To continue the discussion:
> Mosses and Liverworts are another group of plants that don't fit into
> the groups you asked about. Like ferns they reproduce by spores, but
> they have no vascular tissue (a major reason they stay small).
>Some do have simple vascular tissue, but most as a rule do not.
Yes, some do have simple conducting tissue but none have true
vascular tissue. True vascular tissue is made up of xylem and phloem.

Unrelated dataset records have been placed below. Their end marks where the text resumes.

PR #1007, opened 2026-04-08
Use bootstrap.JobSpec in apps and devenv.

winder:
Convert `VerifierJobSpec` and `ExecutorJobSpec` to a generic `bootstrap.JobSpec` that can be used on all app types.

This will simplify the AccessorRegistry by avoiding generics with config types and allowing shared config handling.

### DIFF
--- a/bootstrap/job.go
+++ b/bootstrap/job.go
@@ -1,0 +1,9 @@
+package bootstrap
+
+// JobSpec is the specification for a commit verifier job, pushed by JD.
+type JobSpec struct {
+	ExternalJobID string `toml:"externalJobID"`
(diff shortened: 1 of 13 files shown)


bootstrap/job.go
```diff
@@ -0,0 +1,9 @@
+package bootstrap
+
+// JobSpec is the specification for a commit verifier job, pushed by JD.
```
makramkd:
```suggestion
// JobSpec is the specification for a bootstrapped service job, pushed by JD.
```

0xAustinWang (approved):

tt-cll (approved):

>If you want a question: what is the difference between Chara and >Riccia? Why
>is one an "alga" and the other a "plant". Chara looks like a >whorled stem
>plant with internodal development, Riccia look more like algae than >this
>algae does.
>This will be fun:)
In short...SHOW ME THE EMBRYO! :) I haven't looked up Charophyte
reproduction in quite a while so I forget if it has a sporic
lifecycle. The current evidence is that they all form one
big group but the mosses,liverworts and vascular plants (lets not
forget the hornworts too...but not the hornwort most people on the
list know) do form a monophyletic group. What I avoided writing was
the widely accepted common name for them, the land plants because it
sounds weird when we discuss aquatic plants, but that's what they are!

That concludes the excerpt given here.